CALGARY — Heading into the final stage of the Tour of Alberta, Rohan Dennis knew he had a great shot at winning the inaugural event.
All the 23-year-old Australian rider had to do was pedal his way into the peloton to maintain his 18-second lead over Brent Bookwalter of BMC Racing Team.
Dennis stuck to the plan with some help from his Team Garmin-Sharp teammates on Sunday during the fifth and final 129-kilometre stage of the race, which started in Okotoks and finished with four laps of a circuit course through downtown Calgary.
“We don’t like to try to get ahead of ourselves,” said Dennis, who finished with an aggregate time of 17 hours 48 minutes 40 seconds.

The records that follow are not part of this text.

PR #1420, opened 2022-03-09
new table designer features

alanrenmsft:
1. graph table
2. temporal table
3. memory-optimized table
4. add primary key support
5. some new validation rules


src/Microsoft.SqlTools.ServiceLayer/Localization/sr.resx
```diff
@@ -4738,4 +4738,180 @@ The Query Processor estimates that implementing the following index could improv
...
+  <data name="TableDesignerAutoCreateHistoryTableDescription" xml:space="preserve">
+    <value>Specifies whether the engine should automatically create the history table.</value>
+    <comment></comment>
+  </data>
+  <data name="TableDesignerAutoCreateHistoryTableTitle" xml:space="preserve">
+    <value>Auto Create History Table</value>
+    <comment></comment>
+  </data>
+  <data name="TableDesignerNewHistoryTableDescription" xml:space="preserve">
+    <value>Specifies the name of the history name.</value>
```
abist, line 4902: Seems like this should be description and not name based on variable

PR #1422, opened 2022-03-10
Adding ExecutionPlanService to ADS

aasimkhan30:


src/Microsoft.SqlTools.ServiceLayer/HostLoader.cs
```diff
@@ -165,6 +165,9 @@ private static void InitializeRequestHandlersAndServices(ServiceHost serviceHost
             InitializeHostedServices(serviceProvider, serviceHost);
             serviceHost.ServiceProvider = serviceProvider;
 
+            ShowPlan.ExecutionPlanService.Instance.InitializeService(serviceHost);
```
kburtram, line 169: nit: "ShowPlan" is more of an internal SQL engine name, probably QueryExecutionPlan or ExecutionPlan is a better name.

src/Microsoft.SqlTools.ServiceLayer/ShowPlan/Contracts/GetExecutionPlanRequest.cs
```diff
@@ -0,0 +1,28 @@
...
+    public class GetExecutionPlanResult : ResultStatus
+    {
+        public List<ExecutionPlanGraph> Graphs { get; set; }
+    }
+
+    public class GetExecutionPlanRequest
+    {
+        public static readonly
+        RequestType<GetExecutionPlanParams, GetExecutionPlanResult> Type = 
+         RequestType<GetExecutionPlanParams, GetExecutionPlanResult>.Create("executionplan/getexecutionplan");
```
kburtram, line 26: for externally visible contracts I'd consider changing `executionplan` to `queryexecutionplan` though perhaps query is sorta implied.

src/Microsoft.SqlTools.ServiceLayer/ShowPlan/Contracts/GetExecutionPlanRequest.cs
```diff
@@ -0,0 +1,28 @@
+//
+// Copyright (c) Microsoft. All rights reserved.
+// Licensed under the MIT license. See LICENSE file in the project root for full license information.
+//
+
+using System.Collections.Generic;
```
kburtram, line 6: these should generally be sorted, though there is also a convention to list System namespaces first, then sort the rest (which this appears to follow).  However the namespaces in the next file are sorted with System being in alphabetical order.  I would recommend to try to be consistent with one approach or the other (at least within a particular PR 😄).

src/Microsoft.SqlTools.ServiceLayer/ShowPlan/Contracts/GetExecutionPlanRequest.cs
```diff
@@ -0,0 +1,28 @@
...
+using Microsoft.SqlTools.Hosting.Protocol.Contracts;
+using Microsoft.SqlTools.ServiceLayer.Utility;
+
+namespace Microsoft.SqlTools.ServiceLayer.ShowPlan
+{
+    public class GetExecutionPlanParams
+    {
+        public ExecutionPlanGraphFile GraphFile { get; set; }
```
kburtram, line 14: nit: not sure "File" is the right name here, i.e., does this content have to come from a file or could it come over the network, etc.  I think we've generally used the term "Info" to describe blobs of data, such as `ExecutionPlanGraphInfo`.

src/Microsoft.SqlTools.ServiceLayer/ShowPlan/ExecutionPlanService.cs
```diff
@@ -49,6 +50,23 @@ internal IProtocolEndpoint ServiceHost
...
             this.ServiceHost = serviceHost;
+            this.ServiceHost.SetRequestHandler(GetExecutionPlanRequest.Type, HandleGetExecutionPlan);
+        }
+
+        private async Task HandleGetExecutionPlan(GetExecutionPlanParams requestParams, RequestContext<GetExecutionPlanResult> requestContext)
+        {
+            try
+            {
+                var plans = ShowPlanGraphUtils.CreateShowPlanGraph(requestParams.GraphFile.GraphFileContent, "");
+                await requestContext.SendResult(new GetExecutionPlanResult
```
kburtram, line 61: do you need to set `ResultStatus.Success` to `true` (or not derive the return value from `ResultStatus`)?

kburtram (approved):
LGTM, a few nitpicks for consideration.

src/Microsoft.SqlTools.ServiceLayer/HostLoader.cs
aasimkhan30: Will rename that in a separate PR. That will require a lot of file name changes.

src/Microsoft.SqlTools.ServiceLayer/ShowPlan/Contracts/GetExecutionPlanRequest.cs
aasimkhan30: Will rename that in a separate PR. That will require a lot of file name changes.

PR #1456, opened 2022-04-08
A few table designer improvements

caohai:
1. vbump DacFx to 160.6093.0-preview
      - add full model validation prior to publishing
      - add constraint name uniqueness check
      - improve preview report
3. add description support to column, constraint and index (except for edge constraint, which doesn't support description).
4. add a unified field for column data type editing


src/Microsoft.SqlTools.ServiceLayer/TableDesigner/TableDesignerService.cs
```diff
@@ -463,6 +469,12 @@ private bool HandleUpdateItemRequest(ProcessTableDesignerEditRequestParams reque
                             case TableColumnPropertyNames.Type:
                                 column.DataType = GetStringValue(newValue);
                                 break;
+                            case TableColumnPropertyNames.AdvancedType:
```
alanrenmsft, line 472: you also need to add this field to the view information, right?

alanrenmsft (approved):

alanrenmsft:
@zijchen @kisantia we have done some basic validation for sql database proj, dacpac and schema compare and things look good.

PR #1470, opened 2022-04-21
Fix autoflush option not being used

Charles-Gagnon:
We have a command line option for setting autoflush on the log, but it was being overwritten in the Initialize call - because we didn't pass it in there it defaults to false and then sets it again there. This meant that we'd never be able to actually set and use the autoflush-log option. 

https://github.com/microsoft/sqltoolsservice/blob/main/src/Microsoft.SqlTools.Hosting/Utility/Logger.cs#L120


alanrenmsft:
we will be able to see the logs in the ADS's SqlToolsService channel with this change?

Charles-Gagnon:
No, this option isn't even used currently in ADS (and has nothing to do with the output channel even if it did)

I'll be following up with further improvements as I work through this, the log thing I want to discuss more.

alanrenmsft (approved):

“We always know that there is other tactics from other teams that could knock us off our little perch if we let them. I didn’t believe that it was always going to be given to us, especially on those circuits. You never know what can happen in the last 15 (kilometres).”
Damiano Caruso finished the six-day tour in third overall followed by Patrick Gretsch and Robert Gesink.

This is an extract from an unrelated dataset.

PR #1476, opened 2022-04-26
Refreshes token for intellisense

cssuh:
Current behavior: after the refresh token expires (~1 hour), intellisense will stop working for users writing connected azure database queries.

Dennis vaulted into the lead after winning the third stage from Strathmore to Drumheller on Friday and then held onto the yellow leader jersey through the final two days of the Tour.
“It’s really a great honour to be able to come home with the win,” said Dennis, who also captured the white best young rider jersey. “It’s completely unexpected. Alberta will always remain really close to me. Hopefully I can come back here next year and prepare for worlds and try and back up my win this year.”

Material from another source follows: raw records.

PR #1479, opened 2022-04-26
Removes unnecessary using statement to fix build error

lewis-sanchez:
This PR resolves a build error that is caused by an unnecessary using directive.


Charles-Gagnon (approved):
Did you investigate why this isn't failing the product build pipeline? Please follow up with doing that so we can make sure this doesn't happen again.

chlafreniere (approved):

PR #1480, opened 2022-04-27
Add Tools Integration Test Project to STS Build Pipeline

lewis-sanchez:
This PR adds the integration environment config and test projects to the STS Build Pipeline,

### DIFF
--- a/azure-pipelines/build.yml
+++ b/azure-pipelines/build.yml
@@ -43,11 +43,6 @@ steps:
     testRunTitle: Kusto.ServiceLayer.UnitTests
     arguments: '--configuration $(buildConfiguration) --collect "Code coverage"'
 
-- task: DotNetCoreCLI@2
-  displayName: Building Test Environment
-  inputs:
-    projects: '**/Microsoft.SqlTools.ServiceLayer.TestEnvConfig.csproj'
-
 - task: DownloadSecureFile@1
   displayName: Download Test Environment Configuration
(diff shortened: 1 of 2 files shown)


azure-pipelines/build.yml
```diff
@@ -43,6 +43,41 @@ steps:
...
+  inputs:
+    projects: '**/Microsoft.SqlTools.ServiceLayer.TestEnvConfig.csproj'
+
+- task: DownloadSecureFile@1
+  displayName: Download Test Environment Configuration
+  name: testEnvironmentPath
+  inputs:
+    secureFile: 'SQLConnectionInstances.xml'
+
+- task: DotNetCoreCLI@2
```
Charles-Gagnon, line 57: We shouldn't be adding this stuff here - if anything the integration tests should just be referenced in the build-and-release.yml as a separate stage there.

That being said it's still reasonable that build.cmd should be building everything. Did you confirm whether it is/isn't building the integration tests project? Because fixing that up would be the first step and we can follow up with adding integration tests running during the product build and PR pipelines

Charles-Gagnon (changes requested):

azure-pipelines/build.yml
Charles-Gagnon: Please remove the rest of this for now, we shouldn't need it for just fixing the build.

kburtram (approved):

PR #1482, opened 2022-05-04
add a flag to make message processing parallel

alanrenmsft:
Currently by default, the messages are handled sequentially unless the service explicitly run the handler in a non-blocking way, this could be the root cause of a few GitHub issues, for example: intellisense not showing up.

I reviewed all the request handlers in STS and below is the summary table:
<html xmlns:o="urn:schemas-microsoft-com:office:office"
xmlns:dt="uuid:C2F41010-65B3-11d1-A29F-00AA00C14882"
xmlns="http://www.w3.org/TR/REC-html40">

<head>

<meta name=ProgId content=OneNote.File>
<meta name=Generator content="Microsoft OneNote 15">
</head>

<body lang=en-US style='font-family:Calibri;font-size:11.0pt'>

<div style='direction:ltr'>

Service | Parallel handlers/Total handlers
-- | --
Admin service | 0/4
Agent | 0/36
Blob service | 0/1
Azure Functions   Service | 0/2
CMS | 6/6
Connection | 2/7
Dac | 9/9
DisasterRecovery | 2/6
EditData | 0/9
ExecutionPlan | 0/2
FileBrowser | 4/4
TSQLFormatter | 0/2
InsightsGenerator | 0/1
ExternalLanguage   (ML) | 0/4
LanguageService | 0/9
Metadata | 1/3
MigrationService | 0/5
ModelManagement   -ML | 0/7
Notebook Convert | 0/2
Object Explorer | 3/5
Profiler | 0/6
Query Execution | 8/14
Schema compare | 10/10
Scripting | 3/3
Security | 0/4
Server Config (ML) | 0/3
SQL Assessment | 3/3
Table Designer | 6/6
Task Service | 0/2
Workspace | 0/4
TOTAL | 47/179

</div>

</body>

</html>

To fix this we have to make the message handling non-blocking in the message dispatcher so that individual services don't need to worry about this. I chatted with @kburtram about this, we both think this is a good improvement but will be risky to enable it directly, so I am introducing a configuration option in ADS and pass it to STS when starting. draft PR for ADS (waiting for this PR to be merged and published): https://github.com/microsoft/azuredatastudio/pull/19279

I've done some basic testing and things are working fine in a more responsive way. 

with feature flag off (current behavior):
before-parallel-processing

with feature flag on:
parallel-processing

The plan going forward:

1. schedule a test pass for our team to test the product thoroughly with the feature flag turned on.
2. let the users who have experienced the effect of sequential processing. (by replying to the github issues)
3. enable it in insider
4. fix any issues related to this change
5. enable it by default in Aug release or later.

### DIFF
--- a/src/Microsoft.SqlTools.Hosting/Hosting/Protocol/MessageDispatcher.cs
+++ b/src/Microsoft.SqlTools.Hosting/Hosting/Protocol/MessageDispatcher.cs
@@ -57,6 +57,12 @@ namespace Microsoft.SqlTools.Hosting.Protocol
         protected MessageWriter MessageWriter { get; private set; }
 
 
+        /// <summary>
+        /// Whether the message should be handled without blocking the main thread.
+        /// </summary>
+        public bool ParallelMessageProcessing { get; set; }
+
+
         #endregion
 
         #region Constructors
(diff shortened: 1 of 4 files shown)


src/Microsoft.SqlTools.Hosting/Hosting/Protocol/MessageDispatcher.cs
```diff
@@ -305,22 +311,37 @@ private async Task ListenForMessages(CancellationToken cancellationToken)
 
             if (handlerToAwait != null)
             {
-                try
+                if (this.ParallelMessageProcessing)
                 {
-                    await handlerToAwait;
+                    var task = Task.Run(async () =>
```
Charles-Gagnon, line 316: Just call RunTask without awaiting, no reason to wrap this if we're not doing anything with it.

alanrenmsft: there will be a build warning, to get rid of it, you need to either await it or assign it to a variable like the `var task = ` here.

image

Charles-Gagnon: You should also be able to add a suppression for it (VS is much better for this - VS Code doesn't have the auto-fix options available)

In the end it's just a warning though so as long as we make it clear that we intend now to await it I don't see a problem with that.

(you could also at the very least just set a var for the original task `var task = RunTask(...);`)

Charles-Gagnon: Oh yeah, that's a thing too 😁

src/Microsoft.SqlTools.Hosting/Hosting/Protocol/MessageDispatcher.cs
```diff
@@ -305,22 +311,37 @@ private async Task ListenForMessages(CancellationToken cancellationToken)
 
             if (handlerToAwait != null)
             {
-                try
+                if (this.ParallelMessageProcessing)
                 {
-                    await handlerToAwait;
+                    _ = Task.Run(() =>
```
Charles-Gagnon, line 316: So are you still purposely using Task.Run to kick it off to a new thread? I suppose that makes sense, but please add a comment indicating that since right now it seems a bit odd to use Task.Run when you aren't awaiting the result.

alanrenmsft: added comment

Peter Sagan of Cannondale Pro Cycling added to wins in the prologue in Edmonton on Tuesday and the first stage of the race from Devon to Camrose the next day by racing across the finish line of the final stage in first in a time of 2:42:20.
Sagan sped past race leader Robert Forster by making a bold move on the final sharp left turn in front of an appreciative crowd.
“I saw it was better to take the last turn on the front because it’s very fast and also after it’s a few metres for the finish,” said the Slovakian rider, who was impressed to see so much support from the fans. “I had no idea so many Slovakians live here.”
Luka Mezgec placed second in the final stage, while Forster dropped to third.
Ryan Anderson of Spruce Grove, Alta., who finished in eighth spot overall, held on to win the red Best Canadian jersey.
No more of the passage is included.